The IRS agent said he also counted reimbursements that Reed received from the District Attorney’s Office for medical co-payments and prescriptions, a benefit that Moore said Reed gave to himself and 10 others that amounted to additional compensation.
He said other income included payments Reed made to his son’s companies, including for a housewarming party and an anti-drug video. Moore said he subtracted $2,500 from the $14,300 paid for the video based on testimony from the prosecution’s expert witness on what it was actually worth.
The $29,400 that Reed paid to Liquid Bread, one of his son’s companies, for services at a large 2012 fundraiser also was counted as income by Moore, along with a $5,000 payment that a caterer at the event directed to Liquid Bread at Walter Reed’s direction.
During Moore’s testimony, it also came to light that Walter Reed understated the amount of money he was paid by attorney James Marchand for a legal referral.
He declared $18,000 on his return, but the attorney actually paid him $48,000, Moore said.
Reed’s work as a private lawyer took up most of the morning’s testimony, when a second Pentecostal preacher and a partner in the law firm with which Reed was affiliated took the stand.
Joel Holmes, pastor of First Pentecostal Church in Little Rock, Arkansas, testified that Reed attended his camp meeting in August 2012 and paid about half the total cost of a prime-rib dinner that the church dished out for pastors and their wives, a crowd of about 300.
Ginsberg asked if anyone outside Holmes’ church had ever paid for a camp dinner before — or made such a large donation. He said no.
Richard Simmons, Reed’s attorney, asked if government officials tried to get the support of Pentecostals. “They all come to church when the election is going on. They even give contributions,” Holmes said, eliciting some chuckles.
The prosecution maintains that Reed wooed Pentecostals to drum up personal-injury clients for his private legal business, and Michael Sistrunk, of the firm McCranie, Sistrunk, Anzelmo, Hardy, McDaniel & Welch, testified that Reed had come to him in 2005 to suggest a relationship. Reed became “of counsel” with the firm and got half the money from cases that he referred, Sistrunk said.
The lawyer said Reed worked for his share, describing him as the person who “held the hand” of clients and was available at all times to answer questions.
But Sistrunk said he did not know that Reed had paid a $2,635 bill for a Pentecostal camp dinner with campaign money and then submitted the bill to the firm as an expense, which was paid. He said Reed seldom asked for anything.
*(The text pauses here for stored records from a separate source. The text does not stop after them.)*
PR #63, opened 2024-09-28
KIP-0031: Fungible token Metadata

CryptoPascal31:
The goal of this KIP is 
  - to propose a standard way for token issuers to include meta-data in their token modules codes.
  - a way to allow wallets, frontends ...  to retrieve and use these data

This KIP is an early draft. I'm not sure that all needs are covered.
**Reviews, pros, cons, comments, improvements, and suggestions are welcome and desired**  

GH Formatted Markdown document link: 
https://github.com/CryptoPascal31/KIPs/blob/kip-031/kip-0031.md

GH formatted interface code:
https://github.com/CryptoPascal31/KIPs/blob/kip-031/kip-0031/fungible-meta-v1.pact

And example:
https://github.com/CryptoPascal31/KIPs/blob/kip-031/kip-0031/example-token.pact

EDIT: Added 3 new paragraph to address questions

---
  - https://app.asana.com/0/0/1208668844268908

### DIFF
--- a/kip-0031.md
+++ b/kip-0031.md
@@ -1,0 +1,91 @@
+---
+KIP: "0031"
+Title: fungible-meta-v1
+Author: CryptoPascal  
+Status: Early Draft
+Type: Standard
+Category: Chainweb / Fungible
+Created: 2024-09-28
+---
+
+## Abstract
+
+Define and implement a new way for tokens creators to export their Meta-Data to Wallets, Frontends, and Other services.
+While this is currently handled off-chain, this proposal is intended to take a an "on-chain" approach.
+
+
+## Rationale
+
+While `fungible-v2` provides technical functions to allow "technical on-chain" interoperability between tokens, meta-data and information about fungible tokens are missing.
+
+Currently, listing tokens for Wallet, Frontends, Exchanges, and other third parties is a cumbersome process. Maintainers have to manually contact tokens issuers to retrieve logos, names, and other useful information to display to users. This ends up with disparities between different wallets or frontends. Users complain that they don't have reliable information about their investment.
+
+Moreover, token issuers have no clean and defined way to inform wallets when some changes happen with their token (Rebrand, new issuance, ...)
+
+And finally, since Kadena is multichains, wallets need to be informed on how to use the token, regarding chains deployment:
+  - Some tokens may not be available on all chains.
+  - Some tokens may have a single issuance chain where supply is accounted
+
+The proposal is **to create an optional interface that can be implemented by token modules** to automatically inform third parties about their meta-data, and displayable information to users. Wallets, frontends, ... are expected to make local calls to the `kip.fungible-meta` implemented functions.
+
+
+
+### API
+
+The interface `kip.fungible-meta`, which should be implemented by token modules, provides the following functions.
+
+##### (general-info)
+ -> *object:{kip.fungible-meta.info-schema}*
+
+Return general information about a token:
+  - `symbol` *string*: Token Ticker symbol. Usually a short name in uppercase.
+  - `name` *string*: Token name. Usually a relative short name composed of 1 or 2 words.
+  - `description` *string*: Longer description of the token. Not mandatory
+  - `img` *string* : URL of the graphical representation of the token. Not mandatory
+  - `logo` *string* : URL of a small (res max of 192x192) graphical representation of the token. Not mandatory. Can be the same as `img`
+  - `color` *string*: A CSSv4 compatible color (https://www.w3.org/TR/css-color-4/#typedef-color). Not mandatory. Can be used by wallets or frontends for some graphical displays (charts ...)
+  - `socials` *[object:{kip.fungible-social-schema}]*: A list of tuples (`type` *string*, `url` *string*). The list of allowed types (non limitative): "discord", "twitter", "website", "telegram", "reddit", "github"  
+
+**Note:** All optional fields must use an empty string if the information is not provided.
+
+##### (main-chain)
+  -> *string*
+
+Return the main chain (if any) of the token. Usually, it's the issuance chain. This chain is expected to have the most reliable information about total and circulating supply. All compliant wallets should request this chain before displaying supply information to the user.
+
+##### (supported-chains)
+  -> *[string]*
+
+Return the list of chains supported by the token. This is important for wallets, for retrieving balances, and correctly managing available X-chain transfers.
+
+
+##### (total-supply)
+  -> *decimal*
+
+Return the total Supply of the token. If unknown 0.0 can be returned.
+
+##### (circulating-supply)
+  -> *decimal*
+
+Return the total circulating supply. If unknown, 0.0 can be returned. This information might be relevant only on the main chain.
+
+**Important note:** All those functions implementations must be "Read-Only pure". They are not allowed to write data or have any side effects.
+
+
+## Backwards Compatibility
+
+Since this interface may be implemented in addition to `fungible-v2`, "non compliant" tokens will continue to work as usual.
+Hence, no backward compatibility issues are expected.
+
+
+## Specification
+
+See [fungible-meta-v1.pact](kip-0031/fungible-meta-v1.pact)
+
+## Example
+
+Implementation example:
+  See [example-token.pact](kip-0031/example-token.pact)
+
+## References
+* KIP-0005: Fungible v2
--- a/kip-0031.md
+++ b/kip-0031.md
@@ -28,6 +28,22 @@ And finally, since Kadena is multichains, wallets need to be informed on how to 
 
 The proposal is **to create an optional interface that can be implemented by token modules** to automatically inform third parties about their meta-data, and displayable information to users. Wallets, frontends, ... are expected to make local calls to the `kip.fungible-meta` implemented functions.
 
+#### Trustability
+
+Information (especially supply) relies **only** on token issuers and module writers good faith. Clients should not blindly trust them. Sorting legitimate tokens from illegitimate ones is not in the scope of this KIP.
+
+#### Non-Obligability
+For being compliant with this KIP, token issuers have no obligation to provide all data.
+And clients (Wallets, Frontends), have no obligation to show everything.
+
+#### Supply considerations
+
+One important piece of information required by investors is the total and circulating supply.
+Kadena being multichain, when dynamic minting/burning tokens are considered, a new issue arises:
+  - Usually, minting / burning / emission happens on a single chain.
+  - **But other chains are not aware**: they just receive X-chain transfers.
+
+As a consequence, it's highly probable that supply information won't be accurate on most chains. That's why this KIP proposes the concept of **main-chain** => The module itself informs the client where an accurate value of supply amounts can be found.
 
 
 ### API
--- a/kip-0031/example-token.pact
+++ b/kip-0031/example-token.pact
@@ -1,0 +1,47 @@
+(load "fungible-meta-v1.pact")
+
+(module bro-token G
+  (defcap G ()
+    (enforce false "No"))
+
+  (implements kip.fungible-v2)
+  (implements kip.fungible-meta-v1)
+
+
+  (defconst _SUPPORTED_CHAINS ["0", "1", "2" ])
+  (defconst _MAIN_CHAIN "2")
+
+  (defun general-info:object{info-schema} ()
+    {'symbol: "BRO",
+     'name: "$BRO",
+     'description: "Token of Kadena Brothers DAO",
+     'img: "https://raw.githubusercontent.com/brothers-DAO/bro-token/refs/heads/main/graphic-assets/basic/BRO_3000_3000.png",
+     'logo: "https://raw.githubusercontent.com/brothers-DAO/bro-token/refs/heads/main/graphic-assets/basic/BRO_192_192.png",
+     'color: "#eec2a1",
+     'socials:[{'type:"website", 'url:"https://bro.pink"},
+               {'type:"github",  'url:"https://github.com/brothers-DAO"}]}
+  )
+
+  (defun main-chain:string ()
+    _MAIN_CHAIN)
+
+  (defun supported-chains:[string] ()
+    _SUPPORTED_CHAINS)
+
+  (defun total-supply:decimal ()
+    100.0)
+
+  (defun circulating-supply:decimal ()
+    (if (= _MAIN_CHAIN (at 'chain-id (chain-data)))
+        (- (total-supply) (get-balance "issuance-account"))
+        0.0)
+  )
+
+  ; Usual fungible-v2 functions ===>
+
+  ; ...
+
+  ; ...
+
+  ; ....
+)
--- a/kip-0031/fungible-meta-v1.pact
+++ b/kip-0031/fungible-meta-v1.pact
@@ -1,0 +1,34 @@
+(interface fungible-meta-v1
+  @doc "Provides several meta-data informations for the token"
+
+  (defschema social-schema
+    type:string
+    url:string
+  )
+
+  (defschema info-schema
+    symbol:string
+    name:string
+    description:string
+    img:string
+    logo:string
+    color:string
+    socials:[object{social-schema}]
+  )
+
+  (defun general-info:object{info-schema} ()
+    @doc "Return general information about a token")
+
+  (defun main-chain:string ()
+    @doc "Return the main chain (if any) of the token")
+
+  (defun supported-chains:[string] ()
+    @doc "Return the list of chains supported by the token")
+
+  (defun total-supply:decimal ()
+    @doc "Return the total supply of the token")
+
+  (defun circulating-supply:decimal ()
+    @doc "Returns the circulating supply of the token")
+
+)


daplcor:
I am not sure 100% about circulating supply, it might be easier/better to have a trusted ecosystem project run a daily or weekly update service for this but max supply is definitely good to capture.  Worth a wider discussion at the very minimum.  I'd love to hear from wallets, dexs, and other services that pull in token information.

CryptoPascal31:
> I am not sure 100% about circulating supply, it might be easier/better to have a trusted ecosystem project run a daily or weekly update service for this but max supply is definitely good to capture. Worth a wider discussion at the very minimum. I'd love to hear from wallets, dexs, and other services that pull in token information.

The idea behind this is to have "Best effort approach". Nothing is mandatory, and based of good faith and interpretation of tokens issuers. It let the responsibility for tokens to report the information themselves. Several cases could happen:
   - Some tokens may have always total-supply = circulating-supply => They just return the same value
   - Some tokens may decide that circulating-supply is not relevant, or impossible to estimate => They return 0.0
   - Some tokens contracts may have appropriate counters and/or special internals to account the supply => They can use `(circulating-supply)` to return the exact value to users. (eg $BRO token, or future Linx wrapped tokens)
   
=> But in all cases, it's at least better than nothing.

Note that this is ,not incompatible with third party scripts, that could provide this information too, and spot scammers. Anyway 3rd party projects may have some limitations for exacting data if they are not aware of the internals of the token. Think for example about $BRO, whose the "non-circulating" supply is kept on a special account... and a dumb script won't be aware of that.

daplcor:
I believe that's fine as we are talking best case for circulating supply and something is better than nothing.  I would however like to consider removing the color field, as I don't feel like it adds anything.

LindaOrtega:
Hi, in general this KIP has received positive internal feedback from the Kadena team. I'll re-post some of the feedback one of the team members gave that summarizes the main points:

> After reading the KIP, my understanding is that the current metadata fields include:
> 
> - symbol: Token Ticker symbol
> - name: Token name
> - description: Longer description (optional)
> - img: URL of graphical representation (optional)
> - logo: URL of small graphical representation (optional)
> - color: CSSv4 compatible color (optional)
> - socials: List of social media links (optional)
> 
> I would propose adding a mandatory 'decimals' field to specify the number of decimal places a token supports.
> 
> - Critical for wallets and interfaces to properly display token amounts
> - Essential for calculating and handling token precision accurately
> - Consistent with other token standards (like ERC20) where decimals is standard metadata
> - Prevents display errors and would reduce user confusion
> 
> Considerations:
> 
> - How chainweb upgrades would affect metadata implementation
> - Field standardization needs, including:
> - Maximum lengths for text fields (symbol, name, description)
> - Format requirements for social media URLs
> 
> Other relevant constraints
> 
> - Migration path for existing tokens created before this standard, including:
> - How to handle legacy tokens
> - Process for upgrading to the new standard

Some additional feedback and notes:
1. This interface needs to be versioned in case we want to upgrade it in the future.
2. The migration strategy should provide examples of how token issuers can upgrade their contract to implement this interface. And how they would migrate if we put out future versions of it.
3. The migration strategy should provide guidance to governance-bound tokens (aka tokens whose smart contract cannot be upgraded) as well.
4. The current fungible-v2 interface has a `precision` constant, should we duplicate this field in this interface as well?
5. We should also discuss if we want to upgrade the coin contract to implement this interface. Though it's not a blocker for this KIP.

Logistical planning (open for discussion):
1. If we think this interface is a good idea, we should deploy it to the `kip` interface.
2. We should have a Testnet period for this KIP where users can try out this interface before we launch to Mainnet.

alber70g:
I have some reservations on this kip

1. if this is a KIP (which I think is too intrusive given that it's a Kadena improvement proposal, not a community standard (on separate note, should we have something that represent community standards? Like KIP-0017, or KIP-0026 draft)), should we make this for coin as well? If we do, how will `(circulating-supply)` be calculated? Is it as simple as `height * reward`? Do we have this information at pact-runtime level?
2. Is there something relatable outside Kadena ecosystem that we can refer to?
3. If not 2, why should this be something we want to do as an optional thing. Wouldn't it be better to enforce this and have a new fungible-v3 include this metadata

Practical considerations
4. both `img` and `logo`?
5. There's socials, but not website? Is that also a social?
6. How do we prevent users from creating fake symbols? Do we want to guard it with the guard that guards the fungible?
7. what determines the "main-chain" for a token to provide this information from?
8. Should `(supported-chains)` be a boolean, `isChainSupported` on the chain where the query is executed?

CryptoPascal31:
> Hi, in general this KIP has received positive internal feedback from the Kadena team. I'll re-post some of the feedback one of the team members gave that summarizes the main points:
> 
> > After reading the KIP, my understanding is that the current metadata fields include:
> > 
> > * symbol: Token Ticker symbol
> > * name: Token name
> > * description: Longer description (optional)
> > * img: URL of graphical representation (optional)
> > * logo: URL of small graphical representation (optional)
> > * color: CSSv4 compatible color (optional)
> > * socials: List of social media links (optional)
> > 
> > I would propose adding a mandatory 'decimals' field to specify the number of decimal places a token supports.
> > 
> > * Critical for wallets and interfaces to properly display token amounts
> > * Essential for calculating and handling token precision accurately
> > * Consistent with other token standards (like ERC20) where decimals is standard metadata
> > * Prevents display errors and would reduce user confusion
> > 
The fungible-v2 already has a `(decimals)` function. IMO. It shouldn't be duplicated.

**Note:** Decimals in Kadena have a different meaning and usage  than in ERC-20. 
   - The EVM doesn'r have the decimal type, and all balances are stored in retrieved in Integers. So the DECIMALS variables is critical to display and handle amounts properly, from a user point of view. But for SC, decimals are transparent.
   -  In Kadena, (decimals) is mainly used by SC to round properly amounts, before calling transfer functions.


> > Considerations:
> > 
> > * How chainweb upgrades would affect metadata implementation

Smoothly, as soon chainweb preserves general backward compatibility for Smart Contracts.

> > * Field standardization needs, including:
> > * Maximum lengths for text fields (symbol, name, description)

Yes.

> > * Format requirements for social media URLs

Yes

> > 
> > Other relevant constraints
> > 
> > * Migration path for existing tokens created before this standard, including:
> > * How to handle legacy tokens
> > * Process for upgrading to the new standard
> 
> Some additional feedback and notes:
> 
>     1. This interface needs to be versioned in case we want to upgrade it in the future.
> 
Yes it is... That's why the proposed interface is called `fungible-meta-v1`

>     2. The migration strategy should provide examples of how token issuers can upgrade their contract to implement this interface. And how they would migrate if we put out future versions of it.
Yes, I can add this in the KIP Markdown document, but I'm not sure that the right place for such guidance is in the Standard itself.. Maybe in an annexed document ?

> 
>     3. The migration strategy should provide guidance to governance-bound tokens (aka tokens whose smart contract cannot be upgraded) as well.
> 
In this case there are 2 possibilities: either:
  - Don't upgrade: Keep as is.
  - Create a new "proxy" module that calls old fungible module + add meta-data.

>     4. The current fungible-v2 interface has a `precision` constant, should we duplicate this field in this interface as well?
> 
As I wrote above: IMO no.

>     5. We should also discuss if we want to upgrade the coin contract to implement this interface. Though it's not a blocker for this KIP.
Nothing mandatory. But IMO this is not necessary, as the coin contract should be kept at a minimum... And the coin contract is already well known by all wallets and Dapp..


> 
> 
> Logistical planning (open for discussion):
> 
>     1. If we think this interface is a good idea, we should deploy it to the `kip` interface.
Yes
> 
>     2. We should have a Testnet period for this KIP where users can try out this interface before we launch to Mainnet.
Of course

**Important note:** The philosophy of this KIP is not to enforce a mandatory upgrade... From a “technical” point of-view, `fungible-v2` will be the only mandatory and minimal interface for tokens to work and interact with 3rd party SC. The objective of this KIP is to only propose a better user-experience through wallets and Dapp, by providing informative (ie meta) "data"...

CryptoPascal31:
> I have some reservations on this kip
> 
> \1. if this is a KIP (which I think is too intrusive given that it's a Kadena improvement proposal, not a community standard (on separate note, should we have something that represent community standards? Like KIP-0017, or KIP-0026 draft)), 

I don't know... It depends on the internal policy of Kadena.

> should we make this for coin as well? 

IMO No. The coin contract should be kept at a minimum... And the coin contract is already well known by all wallets and Dapp..

> If we do, how will `(circulating-supply)` be calculated? Is it as simple as `height * reward`? Do we have this information at pact-runtime level? 

> 2. Is there something relatable outside Kadena ecosystem that we can refer to?

ERC-20 provides only 2 optional fields for meta-data: `name` and `symbol`.. But this doesn't mean, that we can't do better in Kadena.
FYI: I was inspired by the meta-data used by the Ecko-DEX frontend.

>  3. If not 2, why should this be something we want to do as an optional thing. Wouldn't it be better to enforce this and have a new fungible-v3 include this metadata

Because IMO, we should separate two things:
  - `fungible-v2` which is the “technical interface”, which is the minimum and **mandatory** interface to be able to interact with 3rd party SC and Wallets.
  - `fungible-meta-v1` (this KIP): Nothing technical, just informative... Improve the Used-Experience and helps to make easier the maintenance of Wallets and Dapp frontends.  


> 
> Practical considerations 4. both `img` and `logo`?

`img` is supposed a general purpose (maybe high resolution image). While `logo` is supposed to be a low-res image that can be fetched quickly.. when (most of the time) only a small image is needed.

>  5. There's socials, but not website? Is that also a social? 
 
Yes... It's included in `socials` (read the KIP carefully) but maybe we should add another speific field for this, or maybe rename `socials` to a more general term (like `external-links`)  ? 
 
>  6. How do we prevent users from creating fake symbols? Do we want to guard it with the guard that guards the fungible?
 
Nothing we can do on a public blockchain. Trademark enforcement is not in the scope of a blockchain. It's up to the user to enter trusted tokens modules refs in his wallet.. Or it's up to the wallet's maintainers to list safe tokens.


 > 7. what determines the "main-chain" for a token to provide this information from?

It's up to the token issuer to decide wether the token has a main-chain, and what is the main-chain. For dynamically minted token (eg token related to a bridge), this will be the chain where tokens are minted: the "chain who knows the supply information" 


 > 8. Should `(supported-chains)` be a boolean, `isChainSupported` on the chain where the query is executed?

The idea behind `(supported-chains)`, is to allow wallets to be quickly aware of the list of supported (btw probably synonym to deployed ) chains, by doing a single query on a single chain (eg chain 0). Imagine if Kadena increases the number of chains to 10.000, querying every chain to see whether the token is deployed won't be possible.

openaccess-id:
**- Data Overhead:** Data only needs to be written to a single chain's contract (e.g. register on first 20 chains)
= Enforces data is on certain chains, this reduces the number of network requests required to locate the main chain (e.g., searching the first 20 chains rather than later 1000 chains).

**- Supported Chain Ranges:** Chains should support configurable ranges, e.g., 0-4 or 9-19.
(Supported chains are only useful for abstraction of simple contracts/dapps) (headsup)

hswopeams:
>  2. Is there something relatable outside Kadena ecosystem that we can refer to? 
We could refer to the Ethereum ([ERC-721](https://eips.ethereum.org/EIPS/eip-721)) metadata standard. Search in the browser on "metadata".

It is also an optional standard. It uses a JSON schema that has most of the metadata properties in a `properties` object that doesn't have specific property names. This makes it flexible so that properties can be added without having to modify the schema.

kip-0031.md
```diff
@@ -0,0 +1,107 @@
...
+Author: CryptoPascal  
+Status: Early Draft
+Type: Standard
+Category: Chainweb / Fungible
+Created: 2024-09-28
+---
+
+## Abstract
+
+Define and implement a new way for tokens creators to export their Meta-Data to Wallets, Frontends, and Other services.
```
emilypi, line 13:
```suggestion
Define and implement a new way for tokens creators to export their Metadata to Wallets, Frontends, and Other services.
```

kip-0031.md
```diff
@@ -0,0 +1,107 @@
...
+While this is currently handled off-chain, this proposal is intended to take a an "on-chain" approach.
+
+
+## Rationale
+
+While `fungible-v2` provides technical functions to allow "technical on-chain" interoperability between tokens, meta-data and information about fungible tokens are missing.
```
emilypi, line 19:
```suggestion
While `fungible-v2` provides technical functions to allow "technical on-chain" interoperability between tokens, metadata and information about fungible tokens are missing.
```

kip-0031.md
```diff
@@ -0,0 +1,107 @@
...
+
+Currently, listing tokens for Wallet, Frontends, Exchanges, and other third parties is a cumbersome process. Maintainers have to manually contact tokens issuers to retrieve logos, names, and other useful information to display to users. This ends up with disparities between different wallets or frontends. Users complain that they don't have reliable information about their investment.
+
+Moreover, token issuers have no clean and defined way to inform wallets when some changes happen with their token (Rebrand, new issuance, ...)
+
+And finally, since Kadena is multichains, wallets need to be informed on how to use the token, regarding chains deployment:
```
emilypi, line 25:
```suggestion
And finally, since Kadena is consists of multiple chains, wallets need to be informed on how to use the token, regarding chain deployment:
```

kip-0031.md
```diff
@@ -0,0 +1,107 @@
...
+  - Some tokens may not be available on all chains.
+  - Some tokens may have a single issuance chain where supply is accounted
+
+The proposal is **to create an optional interface that can be implemented by token modules** to automatically inform third parties about their meta-data, and displayable information to users. Wallets, frontends, ... are expected to make local calls to the `kip.fungible-meta` implemented functions.
```
emilypi, line 29:
```suggestion
The proposal is **to create an optional interface that can be implemented by token modules** to automatically inform third parties about token metadata and displayable information to users. Wallets, frontends, ... are expected to make local calls to the `kip.fungible-meta` implemented functions.
```

kip-0031.md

Sistrunk said he knew that Jerry Wayne Cox, pastor of Faith Tabernacle in Franklinton, was a friend of Reed and the source of some good cases. Reed received $400,000 from one case that came to the firm through his Pentecostal connections, Sistrunk testified.
But when Cox came unannounced to Sistrunk’s Covington office to ask for a building fund donation, the lawyer said he made it clear he wasn’t going to give him any money.
“I said, ‘Rev. Cox, that can’t happen. ... What you are asking me to do is illegal and unethical; that would be fee-splitting with a non-attorney,’ ” said Sistrunk.
He said he immediately called Reed, who said he would talk to Cox.
Cox, who testified Monday, said Reed offered to help and a year later made a $25,000 contribution to the fund.
Editor’s note: This story was changed April 27 to correct the name of the prosecutor who questioned IRS special agent Tim Moore.